Le spectateur de cette représentation est comblé par une distribution de même niveau. Très attendue en Idamante, Magdalena Kožená, plutôt rare à la scène, livre une prestation d'anthologie. Le timbre est magnifique et la chanteuse, fortement engagée théâtralement, est un fils d'Idomeneo à l'humanité bouleversante. Pour ses débuts sur les planches salzbourgeoises, le ténor Ramón Vargas ne déçoit pas. Dans l'un des plus beau rôles mozartiens, il offre son timbre irradiant, son charisme scénique et s'inscrit d'emblée comme un Idomeneo absolument majeur. Star montante des maisons d'opéras allemandes, Anja Harteros est renversante : la voix est d'une beauté peu commune, la puissance saisissante et le jeu superlatif. Le charisme de cette chanteuse colle proprement l’auditeur à son fauteuil, autant dans les deux arie colériques des Actes I et III que dans celle, ensorcelante, du II. Au fil de ses apparitions, la délicieuse Ekaterina Siurina ne cesse d’étonner par une technique parfaite et un timbre limpide, cristallin même, des plus séduisants. Jeffrey Francis est un Arbace de luxe, tout comme Robin Leggate (Gran Sacerdoce) et Günther Groissböck (Voce). Préparé par Alois Glassner, le Salzburger BachChor, est lui aussi parfait.

En fosse, remplaçant Michael Gielen initialement prévu, le britannique Roger Norrington fait des étincelles. À la tête d'une Camerata Salzburg affûtée et tranchante, il fait surgir les multiples détails de l'orchestration. Cette lecture analytique ne tombe pas dans la froideur, car le musicien sait garder l'attention sur le déroulement narratif de l'œuvre.

Ce spectacle était programmé dans la nouvelle Haus für Mozart qui remplace, en plus grand, l'ancienne Kleines Festspielhaus dont la laideur était assez repoussante. Si l'acoustique est généreuse, on sera bien plus réservé sur une esthétique chaleureuse mais clinquante. En conclusion, ce spectacle miraculeux, accueilli par une rare standing ovation, est un moment unique et certainement l'une des rares productions du projet Mozart 22 que l'on soit impatient de retrouver en DVD.
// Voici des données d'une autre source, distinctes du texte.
PR #1547, opened 2021-05-07
data tree FEATURE add sorting compare callback

choppsv1:
Add a traditional cmp compare (i.e., sorting) to plugin interface. Eventually libyang may wish to sort (e.g., leaf-lists or keyless lists); however, more importantly, users may wish to know *how* a value is not equal (is it less or more)..

### DIFF
--- a/src/plugins_types.c
+++ b/src/plugins_types.c
@@ -284,6 +284,21 @@ lyplg_type_compare_simple(const struct lyd_value *val1, const struct lyd_value *
     return LY_ENOT;
 }
 
+API int
+lyplg_type_sort_simple(const struct lyd_value *val1, const struct lyd_value *val2)
+{
+    int result;
+
+    if (lyplg_type_initial_sort(&val1, &val2, &result) == LY_SUCCESS) {
+        return result;
+    }
+
+    if (val1->_canonical == val2->_canonical) {
+        return 0;
+    }
+    return strcmp(val1->_canonical, val2->_canonical);
+}
+
 API const void *
 lyplg_type_print_simple(const struct ly_ctx *UNUSED(ctx), const struct lyd_value *value, LY_VALUE_FORMAT UNUSED(format),
         void *UNUSED(prefix_data), ly_bool *dynamic, size_t *value_len)
@@ -747,6 +762,54 @@ API void
 lyplg_type_lypath_free(const struct ly_ctx *ctx, struct ly_path *path)
 {
     ly_path_free(ctx, path);
+}
+
+static inline int
+is_int_type(const struct lysc_type *realtype)
+{
+    switch (realtype->basetype) {
+    case LY_TYPE_UINT8:
+    case LY_TYPE_UINT16:
+    case LY_TYPE_UINT32:
+    case LY_TYPE_UINT64:
+    case LY_TYPE_INT8:
+    case LY_TYPE_INT16:
+    case LY_TYPE_INT32:
+    case LY_TYPE_INT64:
+        return 1;
+    default:
+        return 0;
+    }
+}
+
+API LY_ERR
+lyplg_type_initial_sort(const struct lyd_value **val1, const struct lyd_value **val2, int *result)
+{
+    const struct lysc_type *rt1 = (*val1)->realtype, *rt2 = (*val2)->realtype;
+
+    if (rt1->basetype == LY_TYPE_UNION) {
+        *val1 = &(*val1)->subvalue->value;
+        rt1 = (*val1)->realtype;
+    }
+    if (rt2->basetype == LY_TYPE_UNION) {
+        *val2 = &(*val2)->subvalue->value;
+        rt2 = (*val2)->realtype;
+    }
+
+    if ((rt1 != rt2) && !(is_int_type(rt1) && is_int_type(rt2))) {
+        /* sort by type */
+        if (rt1->basetype == rt2->basetype) {
+            *result = strcmp(rt1->plugin->id, rt2->plugin->id);
+        } else if (rt1->basetype < rt2->basetype) {
+            *result = -1;
+        } else {
+            *result = 1;
+        }
+        return LY_SUCCESS;
+    }
+
+    /* caller should finish the compare */
+    return LY_EINCOMPLETE;
 }
 
 API LY_ERR
--- a/src/plugins_types.h
+++ b/src/plugins_types.h
@@ -391,6 +391,21 @@ LY_ERR lyplg_type_lypath_new(const struct ly_ctx *ctx, const char *value, size_t
 void lyplg_type_lypath_free(const struct ly_ctx *ctx, struct ly_path *path);
 
 /**
+ * @brief Check the inputs to see if the sort compare can be handled up-front
+ *
+ * This should be the first thing called in a callback's sort compare function. If it returns LY_SUCCESS then
+ * the callee should return result to the caller. Typically this function is dealing with dissimilar types
+ * between 'val1' and 'val2' values.
+ *
+ * @param[in/out] val1 First value to compare (may update).
+ * @param[in/out] val2 Second value to compare (may update)
+ * @param[out] result Value to return from callback if LY_SUCCESS is returned.
+ * @return LY_SUCCESS - comparison is done, return result from the callback.
+ * @return LY_EINCOMPLETE - continue doing comparison as types are directly comparable.
+ */
+LY_ERR lyplg_type_initial_sort(const struct lyd_value **val1, const struct lyd_value **val2, int *result);
+
+/**
  * @defgroup plugintypestoreopts Plugins: Type store callback options.
  *
  * Options applicable to ::lyplg_type_store_clb().
@@ -473,6 +488,20 @@ typedef LY_ERR (*lyplg_type_validate_clb)(const struct ly_ctx *ctx, const struct
 typedef LY_ERR (*lyplg_type_compare_clb)(const struct lyd_value *val1, const struct lyd_value *val2);
 
 /**
+ * @brief Callback for comparing 2 values for sorting
+ *
+ * In case the value types (::lyd_value.realtype) are different, ::LY_ENOT must always be returned.
+ * It can be assumed that the same context (dictionary) was used for storing both values.
+ *
+ * Input values are expected to be the same or comparable types (e.g., both integers) and valid.
+ *
+ * @param[in] val1 First value to compare.
+ * @param[in] val2 Second value to compare.
+ * @return -1 if val1 < val2, 0 if val1 == val2, 1 if val1 > val2.
+ */
+typedef int (*lyplg_type_sort_clb)(const struct lyd_value *val1, const struct lyd_value *val2);
+
+/**
  * @brief Callback for getting the value of the data stored in @p value.
  *
  * Canonical value (@p format of ::LY_VALUE_CANON) must always be a zero-terminated const string stored in
@@ -530,6 +559,7 @@ struct lyplg_type {
     lyplg_type_store_clb store;         /**< store and canonize the value in the type-specific way */
     lyplg_type_validate_clb validate;   /**< optional, validate the value in the type-specific way in data */
     lyplg_type_compare_clb compare;     /**< comparison callback to compare 2 values of the same type */
+    lyplg_type_sort_clb sort;           /**< sorting callback to compare 2 values of the same type */
     lyplg_type_print_clb print;         /**< printer callback to get string representing the value */
     lyplg_type_dup_clb duplicate;       /**< data duplication callback */
     lyplg_type_free_clb free;           /**< optional function to free the type-spceific way stored value */
@@ -562,6 +592,11 @@ struct lyplg_type_record {
  * @brief Implementation of ::lyplg_type_compare_clb for a generic simple type.
  */
 LY_ERR lyplg_type_compare_simple(const struct lyd_value *val1, const struct lyd_value *val2);
+
+/**
+ * @brief Implementation of ::lyplg_type_sort_clb for a generic simple type.
+ */
+int lyplg_type_sort_simple(const struct lyd_value *val1, const struct lyd_value *val2);
 
 /**
  * @brief Implementation of ::lyplg_type_print_clb for a generic simple type.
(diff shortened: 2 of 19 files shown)


choppsv1:
So I did not implement all the sort methods that are possible. Before finishing this off (can be done in an hour or so) I just wanted to get a read from the maintainers on whether they are happy with this addition.

michalvasko:
> So I did not implement all the sort methods that are possible. Before finishing this off (can be done in an hour or so) I just wanted to get a read from the maintainers on whether they are happy with this addition.

Right, in general yes but what about simply improving the compare callback to return standard `int` values instead of `LY_ERR` enum? In theory using 2 callbacks is more efficient but in practice it should make no or very little difference.

choppsv1:
> > So I did not implement all the sort methods that are possible. Before finishing this off (can be done in an hour or so) I just wanted to get a read from the maintainers on whether they are happy with this addition.
> 
> Right, in general yes but what about simply improving the compare callback to return standard `int` values instead of `LY_ERR` enum? In theory using 2 callbacks is more efficient but in practice it should make no or very little difference.

I started off this way, but then thought maybe 2 were better. I'm wondering if there are some types where there really is no "less than" comparison that makes sense, in which case the clb could be left NULL to inidicate this. I'm on the fence though, I think one could always just default to strcmp on the canonical.

What do you think? If you think that default of strcmp on canonical makes sense I have no problem just porting these over to compare and changing the RV on compare to int from LY_ERR and going through the source to fixup uses.

If canonical is not set then i thought I would call print to get it; however, that requires a context arg. This was the other thing that stopped me. Perhaps we could indicate to plugin authors that if they do not set _canonical on store they need to support compare rather than rely on a simple default?

michalvasko:
Yes, we have considered this but since YANG does not define any ordering for its types, they are all implementation-specific. And one can always define some ordering, so it would be best if you simply improved the current callback for the existing types and fix its description, thanks.

For the ordering of some complex types, I would order `bits` based on the position of the first set bit and `instance-identifier` probably just lexicographically on the specific members.

I have also realized this depends quite a lot on the other PR #1536 so you may want to build on that. I will try to look at the tests more today and hopefully find out what the problem is.

choppsv1:
> Yes, we have considered this but since YANG does not define any ordering for its types, they are all implementation-specific. And one can always define some ordering, so it would be best if you simply improved the current callback for the existing types and fix its description, thanks.

I sat down to do this code, and it's exposed an issue that I think warrant's 2 callbacks. Consider the current `lyplg_type_compare_simple` the first thing it does is compare realtype's of the 2 values. This makes sense e.g., when perhaps walking a list to see if you've found a particular value. If the function has to return an ordering decision then we need to do a lot more than just return "false" in this case.

I do think that we need to support ordering based on different realtypes (this can be factored into a common front end function), but it doesn't make sense to run this code (probably comparing a types basetype then the plugin "id"s lexicographically) when all the user wants is to determine if they found an object or not.

I'm going to keep the sort function separate and flush out the rest of the basic implementation. The only really important thing here is to get the callback in before API freeze, the use of it doesn't have to be perfected right now. :)

A slight naming thing, not important, but we could also rename "compare" to "equal" and "sort" to "compare", but again not that important.

choppsv1:
Need to wait to review this until it's rebased on the underlying binary rep changes after they merge to libyang2.

michalvasko:
If the callback will not be used for ordering yet anyway, why bother adding it? That is not a NBC change, we just need to agree on whether there will be one or 2 callbacks.

> I do think that we need to support ordering based on different realtypes (this can be factored into a common front end function), but it doesn't make sense to run this code (probably comparing a types basetype then the plugin "id"s lexicographically) when all the user wants is to determine if they found an object or not.

Once again, it would be best to have the actual numbers (in most cases it is a folly to do optimizations without them) to decide this because even for strings, if `strcmp()` is used, it may take almost the same amount of time in case there is a difference at the beginning of the string. And for types with actual binary values, the comparison should generally be even faster.

choppsv1:
Michal Vasko ***@***.***> writes:

>    If the callback will not be used for ordering yet anyway, why bother
>    adding it? That is not a NBC change, we just need to agree on whether
>    there will be one or 2 callbacks.

I would think that adding a plugin callback would require a version shift which then enters into version checks everywhere. This is a pretty obvious API so why not add it now?

>
>      I do think that we need to support ordering based on different
>      realtypes (this can be factored into a common front end function),
>      but it doesn't make sense to run this code (probably comparing a
>      types basetype then the plugin "id"s lexicographically) when all the
>      user wants is to determine if they found an object or not.
>
>    Once again, it would be best to have the actual numbers (in most cases
>    it is a folly to do optimizations without them) to decide this because
>    even for strings, if strcmp() is used, it may take almost the same

Doing an inline != comparison on a single uint32 value is going to be faster than doing that same compare and then a strcmp function call. We don't have to profile this to know it.

michalvasko:
> Doing an inline != comparison on a single uint32 value is going to be faster than doing that same compare and then a strcmp function call. We don't have to profile this to know it.

The question is how much faster and you could skip the initial comparison when using `strcmp` afterwards. But okay, I think having 2 callbacks should be fine and would allow the `compare` callback (I would rename the current callback to `equal` if we go this way) to be optional, if it made sense.

choppsv1:
Michal Vasko ***@***.***> writes:

>>     Doing an inline != comparison on a single uint32 value is going to
>>     be faster than doing that same compare and then a strcmp function
>>     call. We don't have to profile this to know it.
>
>    The question is how much faster and you could skip the initial
>    comparison when using strcmp afterwards. But okay, I think having 2

Also, consider the case where you are comparing hashed string values (realtypes are the same). You can determine inequality with 2 integer comparisons. If you have to return a sorting result you have to do an actual strcmp. This is going slower.

>    callbacks should be fine and would allow the compare callback (I would
>    rename the current callback to equal if we go this way) to be optional,
>    if it made sense.

I thought about this. The mass rename is a bit annoying I wasn't sold on it in the end. I would prefer this be done in a separate commit if so.

FWIW is "is_equal" a more appropriate replacement (the callbacks are named as verbs, and "equal" is an adjective so it's not a good replacement name).

michalvasko:
> Also, consider the case where you are comparing hashed string values (realtypes are the same). You can determine inequality with 2 integer comparisons. If you have to return a sorting result you have to do an actual strcmp. This is going slower.

Okay, fine.

> I thought about this. The mass rename is a bit annoying I wasn't sold on it in the end. I would prefer this be done in a separate PR if so.
> 
> FWIW is "is_equal" a more appropriate replacement (the callbacks are named as verbs, and "equal" is an adjective so it's not a good replacement name).

Separate commit makes sense, no problem. It is just that `equal` is shorter and quite self-explaining, I think. But `is_equal` will do, too.

michalvasko:
> Great. I'm going to write a few unit-tests, b/c I want to make sure I got the decimal64 one right. :)

Yes, more tests will be added after the release, I suppose, but they never hurt. Just note that I am finalizing a fairly small PR that should probably be merged before any of yours because I removing the hash callback and using the print one with LYB format instead. You changed it this way in some PR and that made me realize it is useless after all, the LYB value can always be used and should return the exact same data.

choppsv1:
> > Great. I'm going to write a few unit-tests, b/c I want to make sure I got the decimal64 one right. :)
> 
> Yes, more tests will be added after the release, I suppose, but they never hurt. Just note that I am finalizing a fairly small PR that should probably be merged before any of yours because I removing the hash callback and using the print one with LYB format instead. You changed it this way in some PR and that made me realize it is useless after all, the LYB value can always be used and should return the exact same data.

I considered this; however, I had a different idea on how to fix it.

1) I think you should leave the hash callback, it's very possible that a plugin author can make a more efficient hash function than what print binary format would have to do.

2) I think we should use a common function defined in plugins_types.h to get the hash, this common function checks for the hash callback, and if it is NULL it calls print requesting binary format.

3) I think that (2) is a pattern that can/should be established for all plugin callbacks. Instead of calling `something->realtype->plugin->FOO()` there should be a `lyplg_FOO(realtype, <rest-of-args>`) for each callback `FOO`. 

The reason you do 3 is so plugin authors only need to implement a minimum set of functions, specialized functions can be added later (e.g., a faster hash!, or a faster is_equal, ...) The front-end function can make choices about what to call based on what is implemented. An example of this exists in python e.g., where one only needs to implement a couple ordering operators (is_equal and less_than) to get an ordered type, but one also can implement the full set of operators (is equal, not equal, less than, greater than ... etc, so that things can be made more efficient if that makes sense.

choppsv1:
> 1. I think you should leave the hash callback, it's very possible that a plugin author can make a more efficient hash function than what print binary format would have to do.

I keep forgetting that the hash callback returns a string and length, I really wish it wouldn't do this. It would be much better if it returned a uint32_t so that it can actually perform a hash that makes sense for it's type. Sometimes this is *not* just some bit twiddling on a string.

michalvasko:
> I keep forgetting that the hash callback returns a string and length, I really wish it wouldn't do this. It would be much better if it returned a uint32_t so that it can actually perform a hash that makes sense for it's type. Sometimes this is not just some bit twiddling on a string.

What do you mean, it returns `const void *` (just like `print()`) which is meant to be a pointer to some binary data, only a string if there are no binary data. That is exactly what the LYB value is supposed to be so I still do not see the point of keeping it. If you can provide a more efficient hash key than LYB value, why did you not define the LYB value that way in the first place? It is not supposed to be nice-to-use, it is supposed to be small and easy to get from the stored value. The stored value should be both efficient and nice-to-work-with so may not correspond to the LYB value but be similar.

michalvasko:
Maybe there is some misunderstanding but *libyang* does not allow to customize the hash function, it only allows (and requires) the types to define their own **hash key** (the data that the hash is calculated from).

choppsv1:
Michal Vasko ***@***.***> writes:

>    Maybe there is some misunderstanding but libyang does not allow to
>    customize the hash function, it only allows (and requires) the types to
>    define their own hash key (the data that the hash is calculated from).


There's no reason for this limitation if you simply change the hash callback to return a uint32_t and handle that.

An example of what I mean by "front-ends" can be found here:

   https://github.com/CESNET/libyang/pull/1554/files

michalvasko:
Like I said, the value hash key is used as only one of the components of the full hash. Are you saying we should be further hashing a hash? That does not sound like a good idea to me.

choppsv1:
> Like I said, the value hash key is used as only one of the components of the full hash. Are you saying we should be further hashing a hash? That does not sound like a good idea to me.

I'm saying a plugin type knows how to hash itself better than your generic function, why are you forcing it? Just have the callback return a uint32_t and work that into your "hash chain".. this doesn't seem that hard.

michalvasko:
> I'm saying a plugin type knows how to hash itself better than your generic function, why are you forcing it? Just have the callback return a uint32_t and work that into your "hash chain".. this doesn't seem that hard.

I am simply asking for an explanation, not saying it is hard. But yes, you are saying what should happen is
```
hash data A -> hash data B -> hash (specific hash of value) -> final hash
```
instead of what happens now
```
hash data A -> hash data B -> hash (specific value) -> final hash
```
The specific hash (no matter how fast) seems completely redundant.

choppsv1:
Michal Vasko ***@***.***> writes:

>      I'm saying a plugin type knows how to hash itself better than your
>      generic function, why are you forcing it? Just have the callback
>      return a uint32_t and work that into your "hash chain".. this
>      doesn't seem that hard.
>
>    I am simply asking for an explanation, not saying it is hard. But yes,
>    you are saying what should happen is
> hash data A -> hash data B -> hash (specific hash of value) -> final hash

Well, I wouldn't have chosen to run the u32 result through the exact same hash function that normally processes binary data, instead:

hash data A -> hash data B ^ u32(specific hash of value) -> final hash.

>    instead of what happens now
> hash data A -> hash data B -> hash (specific value) -> final hash
>
>    The specific hash (no matter how fast) seems completely redundant.

Well I can't do anymore convincing that specific hashes are better than generic ones (and not redundant?!) than to point you at a bunch more research papers.

I'll give up.

michalvasko:
> Well I can't do anymore convincing that specific hashes are better than generic ones (and not redundant?!) than to point you at a bunch more research papers.

I am simply asking you to be exact, you are not. Then you cannot be surprised that I do not understand what you mean. Obviously, I am not saying generic hashes are better than specific ones. Simply changing the callback would mean a specific hash would be hashed again by a generic hash function, in which case the first hash would be redundant.

> hash data A -> hash data B ^ u32(specific hash of value) -> final hash.

So you are proposing to perform `XOR` on the partial hash? Okay, that can work, I suppose. I know nothing about how to combine hashes.

Still, I am not sure all of this is worth it, it does add another callback (albeit optional) and increase the overall complexity. These specific type hashes are used mostly when creating (parsing) data and the actual performance impact may easily get lost and be negligible. Once again, some exact measurements would be best. The papers you posted analyze too specific use-cases, the hashes we are discussing are more generic and, for example, any lookup advantages will get lost when the hash is combined into the final hash, I think.

michalvasko:
Returning to the original topic, I think we agreed that 2 callbacks will be best. So I would rename the `compare` callback to `is_equal` and that is all. Adding a new callback would not break API and we do not plan to implement data node ordering based on it anytime soon. But, I suppose, defining the prototype, adding it to the plugin structure, and setting it to `NULL` in all the plugins will work, too.

Will you do these changes or should I? It should not take too long.

choppsv1:
> @choppsv1 So if I just rename the `compare` callback, will that be fine? Meaning is it the last suggestion and we will be free to make the release? After you have tested it, of course.

Just add the new callback and do the rename, and cut a release. The callback code doesn't matter for the API freeze I guess. You don't need to explicitly set anything to NULL as that's the initialized value of the data.

choppsv1:
Or just add the callback named "sort" as I did and be done (very small change). I don't care about the rename.

michalvasko:
I have pushed the changes, did not rename the current callback as it was likely useless like you said. So, are you fine with the current API and can it be released?

choppsv1:
> I have pushed the changes, did not rename the current callback as it was likely useless like you said. So, are you fine with the current API and can it be released?

Yes.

L'année prochaine, la direction du festival sera assurée par le nouvel intendant, le metteur en scène Jürgen Flimm. Beaucoup de questions se posent sur l'avenir de la manifestation la plus luxueuse du monde de la musique classique. Si Flimm semble conscient de l'urgence de renouer avec le prestige passé du festival, il devra s’arranger d’une enveloppe budgétaire identique, les tutelles ayant fait savoir qu'il n'était pas question d'augmenter les subventions comme il le demandait. Dans un entretien accordé à la radio autrichienne, il évoquait la piste d'une réduction de la durée du festival pour en hausser la qualité moyenne, en ayant conscience des conséquences d'une telle décision pour la ville et son économie qui tire de substantiels revenus de la longue durée de la manifestation (un mois et une semaine).